WHAT YOU NEED TO DO —
Look through the listing for the word "will". Copy each line that has it.
━━━━━━━━━━━━━━━━━━━━━━━━━━━━━━
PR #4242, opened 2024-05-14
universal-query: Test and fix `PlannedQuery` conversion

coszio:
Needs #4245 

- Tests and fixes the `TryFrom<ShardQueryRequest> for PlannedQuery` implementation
━━━━━━━━━━━━━━━━━━━━━━━━━━━━━━
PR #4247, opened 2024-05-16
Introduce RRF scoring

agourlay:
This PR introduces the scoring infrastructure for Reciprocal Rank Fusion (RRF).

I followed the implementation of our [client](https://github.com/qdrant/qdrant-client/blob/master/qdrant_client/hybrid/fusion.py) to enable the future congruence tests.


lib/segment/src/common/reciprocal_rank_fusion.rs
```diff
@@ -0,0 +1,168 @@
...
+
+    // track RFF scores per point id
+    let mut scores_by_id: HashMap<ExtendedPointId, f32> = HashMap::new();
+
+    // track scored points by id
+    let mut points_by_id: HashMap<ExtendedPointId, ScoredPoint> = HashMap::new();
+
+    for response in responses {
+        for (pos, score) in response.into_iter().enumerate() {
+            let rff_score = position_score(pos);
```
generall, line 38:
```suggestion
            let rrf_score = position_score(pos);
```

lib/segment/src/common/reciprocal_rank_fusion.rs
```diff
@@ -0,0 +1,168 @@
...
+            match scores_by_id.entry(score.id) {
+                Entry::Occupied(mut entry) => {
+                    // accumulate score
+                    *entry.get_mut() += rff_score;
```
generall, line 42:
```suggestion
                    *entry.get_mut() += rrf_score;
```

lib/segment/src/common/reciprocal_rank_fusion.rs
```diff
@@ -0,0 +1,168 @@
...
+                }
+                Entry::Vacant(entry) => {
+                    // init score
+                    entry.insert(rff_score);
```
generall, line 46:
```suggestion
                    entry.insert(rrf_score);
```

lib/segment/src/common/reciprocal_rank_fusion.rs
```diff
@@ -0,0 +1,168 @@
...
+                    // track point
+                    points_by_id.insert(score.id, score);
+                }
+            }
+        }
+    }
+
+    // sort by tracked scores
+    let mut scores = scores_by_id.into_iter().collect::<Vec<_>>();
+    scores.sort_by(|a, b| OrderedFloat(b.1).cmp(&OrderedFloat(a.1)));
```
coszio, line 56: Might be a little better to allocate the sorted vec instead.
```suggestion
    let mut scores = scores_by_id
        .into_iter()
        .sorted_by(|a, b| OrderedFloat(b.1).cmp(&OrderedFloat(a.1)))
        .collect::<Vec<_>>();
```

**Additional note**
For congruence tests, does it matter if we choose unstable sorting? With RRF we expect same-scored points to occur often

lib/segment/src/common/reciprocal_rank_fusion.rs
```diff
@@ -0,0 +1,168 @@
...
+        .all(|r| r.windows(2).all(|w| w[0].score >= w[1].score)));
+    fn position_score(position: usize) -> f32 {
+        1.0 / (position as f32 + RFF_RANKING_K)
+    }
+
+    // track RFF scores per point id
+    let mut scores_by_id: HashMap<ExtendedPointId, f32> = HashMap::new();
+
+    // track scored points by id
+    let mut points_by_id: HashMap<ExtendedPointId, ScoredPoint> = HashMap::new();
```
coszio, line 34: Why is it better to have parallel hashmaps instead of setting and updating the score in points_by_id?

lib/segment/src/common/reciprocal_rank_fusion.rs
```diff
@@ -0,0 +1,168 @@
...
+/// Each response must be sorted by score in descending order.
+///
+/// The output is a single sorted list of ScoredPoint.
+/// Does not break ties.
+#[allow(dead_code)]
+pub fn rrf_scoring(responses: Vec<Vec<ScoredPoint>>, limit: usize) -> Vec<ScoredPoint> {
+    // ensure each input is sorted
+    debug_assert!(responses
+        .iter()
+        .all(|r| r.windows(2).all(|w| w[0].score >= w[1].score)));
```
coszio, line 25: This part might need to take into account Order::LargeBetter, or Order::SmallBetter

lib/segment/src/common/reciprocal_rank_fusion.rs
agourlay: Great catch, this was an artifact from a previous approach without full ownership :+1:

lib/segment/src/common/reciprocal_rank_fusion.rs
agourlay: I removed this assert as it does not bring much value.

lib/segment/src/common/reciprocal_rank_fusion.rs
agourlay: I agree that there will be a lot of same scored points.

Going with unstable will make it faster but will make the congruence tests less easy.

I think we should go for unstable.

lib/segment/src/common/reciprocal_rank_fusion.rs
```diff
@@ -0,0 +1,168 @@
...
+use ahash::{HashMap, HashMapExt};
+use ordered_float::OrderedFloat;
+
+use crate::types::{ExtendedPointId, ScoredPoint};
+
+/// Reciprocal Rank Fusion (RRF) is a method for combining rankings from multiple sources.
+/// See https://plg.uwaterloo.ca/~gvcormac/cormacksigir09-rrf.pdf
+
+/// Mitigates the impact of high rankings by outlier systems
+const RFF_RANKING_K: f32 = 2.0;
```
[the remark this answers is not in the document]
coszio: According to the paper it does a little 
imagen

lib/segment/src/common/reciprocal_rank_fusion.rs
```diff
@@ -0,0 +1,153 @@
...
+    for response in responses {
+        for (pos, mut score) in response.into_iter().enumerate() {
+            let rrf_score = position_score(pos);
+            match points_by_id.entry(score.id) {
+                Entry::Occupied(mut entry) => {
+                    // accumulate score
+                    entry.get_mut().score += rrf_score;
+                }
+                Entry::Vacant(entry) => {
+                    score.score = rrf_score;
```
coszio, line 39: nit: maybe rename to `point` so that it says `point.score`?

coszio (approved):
━━━━━━━━━━━━━━━━━━━━━━━━━━━━━━
FINISHED TASK —
agourlay: I agree that there will be a lot of same scored points.
Going with unstable will make it faster but will make the congruence tests less easy.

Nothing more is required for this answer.